In their research, the authors found that students with exemplary grades from weak high schools still graduate at a high rate from whatever college they attend. Whether it comes from a struggling urban school, a sparkling suburban campus or a lackluster rural one, it seems that “a grade is a grade is a grade,” conclude the authors.
That finding is supported by research into the contentious 1997 Texas Automatic Admissions Law, which guaranteed high school graduates in the top 10 percent of their class that they could attend the state school of their choice.
The law was designed to broaden opportunities for students from rural Texas schools at the premier public institutions, which had been oversubscribed with middle-class suburban kids.
After a decade, the law continues to rankle suburban Texas parents who maintain that their bright graduates of high schools with stiff competition lose out in admissions to the state’s flagships to less qualified peers from less rigorous high schools.
However, at both the University of Texas and Texas A&M, those admitted under the top-10-percent guarantee produced higher grade-point averages, higher retention rates and higher graduation rates than those not admitted under the 10 percent plan.
“Crossing the Finish Line” also debunks another widespread myth, that minority students with good grades from poor high schools are often out of their league in demanding colleges.
Not so, says the book. “Our research indicates the black male students who went to more selective institutions graduated at higher, not lower, rates than did similarly prepared black students who went to less selective institutions.”
The book’s advice: Students from all backgrounds should enroll in the most challenging university that will accept them.
Unfortunately, a surprising number of academically talented minority and low-income students bypass the better schools, often not even applying, in favor of less prestigious campuses.
“We call it undermatching,” Chingos says. “These students are not applying to a selective college that would surely admit them and where they would be more likely to graduate.”
More selective colleges provide a peer environment where graduation is the norm, says Chingos.
“If you go to one of those schools, there’s a stigma if you don’t graduate. But if you go to a place where half the kids don’t graduate, then you don’t stick out.”
Chingos says undermatching could be addressed even as school systems struggle with budget cuts.

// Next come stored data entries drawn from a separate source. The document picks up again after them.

Issue #351, opened 2019-12-29
maxfollower and cast


alexrmrm:
When you have the maximum number of followers and try to castrate, use regents and mana, you should check before this as with the mana and regents.

Seokotov:
you can use check in script when casting if you wanna do it before...

alexrmrm:
it works well it can be closed

PR #361, opened 2020-01-24
Fix for Issue #351 and implemented feature for Issue #241

drk84:
Loss of reagents and mana when a summoning spell fail because Maxfollower property was reached. (Issue #351)
   You will still lose reagents and mana if ManaLossOnFail and ReagentLossOnFail are enabled in the ini.
   Note II:
   In this case i split the old Spell_Summon method in Spell_CanSummon and Spell_Summon:
   Spell_CanSummon creates the creatures and check if the summoned creature can be placed in the world, this happens before the consumption of mana and reagents.
   Spell_Summon  handles the placement of the creature in the world.

New ini flag DisplayArmorAsPercent. (Issue #241)
         When enabled, display, in the tooltip, the Armor of the item as a percentage of its full armor value, the percentage is based upon the body parts the item covers.
         Remember that the displayed value is just for "cosmetical" purpose and, by default, is not used when calculating combat damage, the full AR is the one used.
   In some cases, the Armor value displayed in the tooltip will not match with the sum of the AR of each piece of armor displayed in the status gump, this happens when an armor item cover location
   overlaps with another armor item cover location that as an higher value.
   Quick summary of layer body coverage:
   Only works when COMBAT_ELEMENTAL_ENGINE is disabled and FEATURES_AOS_UPDATE_B is enabled.
   PS:
   I made a static method named CChar::CalcPercentArmorDefence in CcharFight.cpp, then i call it in the AosTooltip_addDefaultItemData(CClientMsg_AOSTooltip) by using:
   CChar::CalcPercentArmorDefence(pItem->Item_GetDef()->GetEquipLayer());
   Maybe there is a better way?

Other minor fixes:
  - In Fight_Parry method (CCharFight.cpp) characters were not able to increase their parrying skill if the parrying or bushido value was under a certain threshold.(replaced <= 0 with < 0)
  - In GetSpellBook method (CCharStatus.cpp) characters were not able to cast the last spell in a spellbook. (replaced iSpell < max with, iSpell <= max)
  - Added: Missing layer LAYER_SPELL_Enchant and missing spell s_purge_magic.


cbnolok:
I think that Spell_CanSummon and Spell_Summon are misleading names, what do you say? It looks more suited to me something like Spell_Summon/Spell_Summon_Try and Spell_Summon_Place (also little typo: it's defense instead of defence). That said, it's very good work

drk84:
I renamed Sphere_CanSummon to Sphere_Summon_Try and Sphere_Summon to Sphere_Summon_Place (and fixed the typo in defence)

“It’s not that it’s an easy problem to fix,” he says, “but it’s easier than fixing secondary schools.”
“If we come up with ways to help poor kids navigate the college admissions process by giving the same advantages that high socioeconomic parents give to their kids, we would improve attainment and narrow disparities,” Chingos says.
In the past, a low graduation rate was greeted as a sign of a college’s high standards, says Chingos.
“But there is mounting research that there are a lot of kids who should be able to get a college degree if they just got a little more support and better advising,” he says. “They would benefit and society would benefit.”